# Bolster dog bed recommendations



## Fluffypants (Aug 31, 2003)

I'm looking into buying yet another (LOL) dog bed. You can never have too many! Niko likes the bolster type beds and since he will be 8 in the fall... thought I would look into a thicker padding maybe orthopedic type.

Has anyone bought any beds that they love?? Just figured I would ask here since I'm sure everyone has dog beds! LOL

Thank you
Tanja


----------



## GSDSunshine (Sep 7, 2009)

Orvis has some really great dog beds..... I haven't bought one yet, but plan to int he future. They are pretty pricey, so he probably won't get in until chistmas, but Koda also likes the bolsters and they have a memory foam one that is pretty cool. they have a few actually. 









( ^^^ this is the one I have my eye on.... lol


----------



## Trina (Sep 11, 2009)

I like the ones with a mattress *and* the ortho egg crate foam.
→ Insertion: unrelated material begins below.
PR #2348, opened 2020-09-28
Update cache interface and cache plugin API

sangonzal:
- Updates `ICachePlugin` from `readFromPersistence` and `writeToPersistence` to `beforeCacheAccess` and `afterCacheAccess`
- Removes `readFromPersistence` and `writeToPersistence` from public API. Instead, `beforeCacheAccess` and `afterCacheAccess` are now triggered inside MSAL.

In fact, I improved one of our standard issue dog beds by buying an egg crate foam mattress from JoAnns Fabrics and stuffing it in the cover with the worn out mattress.

I used to have something like a bolster bed for Tora, but ended up giving it away because she would smash her head into the crook of it and snore something awful.


----------



## Fluffypants (Aug 31, 2003)

Love the Orvis beds.... but very pricey... maybe not this time. Although I could talk myself into it.  

Tanja


----------